In terms of cost perspective, the proposed method can train the gas classifiers by the features that were extracted from the datasets. The abstract features extracted by our method can cope with the complex data and non-linear changes, so our method is not only robust, but also universal to the gas sensor drift. The cost of this method is relatively low, because it only requires appropriate marker data without an additional reference gas. The ILS model is composed of the LSTM and SVM classifiers. When compared with SVM, LSTM has a higher time complexity. However, the proposed model does not increase the time complexity. The LSTM model corresponds to four sets of parameters, including input gate, forget gate, output gate, and candidate state. In the LSTM, the parameters can be simplified to two matrices, U and V, which can map the input and output, respectively. The dimension of U is the hidden * input, and the dimension of V is hidden * hidden. Therefore, the network is learning these two matrices, so the total of the LSTM is $4(nm+n^2+n)$, where n is hidden_size, m is input_size. The amount of average time consumed by each algorithm is given in

Table 11. Experimental test time for different prediction models.

Algorithm	SVM	LSTM	Improved LSTM	Majority Voting	Plurality Voting	ILS
Time (s)	0.27	2.55	2.36	5.53	5.72	5.64

in order to compare algorithms based on time complexity.

5. Conclusions

The supervised learning algorithm can effectively manage and compensate for the sensor drift. In this study, we propose a multi-classifier integration supervised learning method to compensate for drift in gas sensors. The model takes advantage of SVM, whose capacity of few-shot classification and the long-time memory characteristics of LSTM. Besides, the improved loss function eliminates the polarization caused by using SoftMax in LSTM model. Additionally, it combines SVM with the improved LSTM. Through the normalized weighted voting strategy, the base classifier with the lowest accuracy of the classifier is removed in every voting process to make the proposed model ILS adapt to the sensor drift, which effectively improves the performance of the sensor drift classifier. The model does not make any assumptions about the nature of the drift, so that the model has a better generalization ability. In addition, the used data are collected over a long period of time and it has drift characteristics, which is a relatively comprehensive dataset for exploration. On datasets with four kinds of setting, we conduct a correlation analysis and make it clear that better the approximation results could be obtained with the increased hypothesis space. When compared with SVM, LSTM, and the improved LSTM model, the proposed method achieves highest accuracy 99.0% and average accuracy 83.4%.
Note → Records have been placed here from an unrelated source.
PR #780, opened 2024-12-03
add refresh_user_hook

minrk:
allows customizing/overriding refresh_user behavior when the default isn't desirable.

testing `refresh_user` on 2i2c revealed a use case I had not considered, which is reliance on 'fake' users that don't actually exist in the oauth provider, and `refresh_user` means those users cannot actually do things, because their auth state is never valid. I added what should be the solution for 2i2c's health check accounts as an example in the docs. This makes enabling refresh_user by default a more disruptive change than I realized, if we want to switch the default to a more explicit opt-in. I still think it is the right thing to do in most cases, so in that way makes sense as a default (eventually, if not immediately).

I also hadn't realized that `refresh_pre_spawn` is overridden to True by default in OAuthenticator, which was surprising since it's been that way for _years_, despite `refresh_user` never having been implemented before now.

Maybe I should have done a beta of 17.2. We can yank 17.2, if folks feel that would take some pressure off, and then take a more careful beta process pushing this out again as 17.3.

### DIFF
--- a/docs/source/how-to/refresh.md
+++ b/docs/source/how-to/refresh.md
@@ -132,3 +132,38 @@ c.Authenticator.auth_refresh_age = 0
 in which case the new `refresh_user` method will not be called.
 This is equivalent to the behavior of OAuthenticator 17.1 and earlier,
 where the default `refresh_user` was called, but did nothing.
+
+## Customizing refresh behavior
+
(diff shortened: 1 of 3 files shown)


GeorgianaElena (approved):
Thank you for fixing this so quickly @minrk, this looks good to be merged! Also, I'm +1 on getting this out again as 17.3

PR #781, opened 2024-12-11
release 17.3.0

minrk:
only has #780 which proved necessary for refresh_user to not cause problems in our jupyter-health 2i2c deployment where we were testing this. With this, it's been working great.

As I mentioned there, I'm okay with yanking 17.2 and doing a beta here to give refresh_user more testing time, or just make this release and keep moving. Both work for me. I suspect the problem caused by refresh_user for 2i2c is rare (automatic creation of users not recognized by the Authenticator), but it may not be the only one.

### DIFF
--- a/docs/source/reference/changelog.md
+++ b/docs/source/reference/changelog.md
@@ -6,6 +6,27 @@ command line for details.
 
 ## [Unreleased]
 
+## 17.3
+
+### [17.3.0] - 2024-12-11
+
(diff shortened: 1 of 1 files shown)


consideRatio (approved):

consideRatio:
Going foe 17.3.0 seems fine to me!

minrk:
Thanks! Published 17.3.0

PR #818, opened 2026-05-22
update release workflow for tighter permissions

minrk:
only download-artifact and publish to pypi have permission to upload, not the whole build process

simplified version of jupyterhub's current release workflow (without the added tests and nodejs setup)

needs additional action:

- [x] create `release` environment restricted to all tags


consideRatio (approved):

minrk:
@consideRatio yes, looks right! I was investigating if you could do it with the API (so I could script it across all repos), but there's no API that I can find for creating environment branch/tag rules

PR #929, opened 2021-03-09
Use 4.9 as minServerVersion for versioned API tests

alcaeus:
After some discussion on whether versioned API tests should even run on 4.7, we've come to the conclusion that there's no point testing 4.7 as it was mainly an internal test release. This PR changes the `minServerVersion` requirement for all tests to 4.9 and drops testing `estimatedDocumentCount` with the `count` command on 4.7.


jyemin (approved):

benjirewis (approved):
LGTM! Thanks 😄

Our model has achieved the good experimental results on the current dataset. However, the supervised learning requires huge manpower and resources to compensate the sensor drift in dynamic labeling and training data. Besides, the classifier model has a longer training time than a Random Forest. In the future, we will further investigate the classification of unlabeled data from the sensor drift in a semi-supervised manner and attempt to optimize the model [31].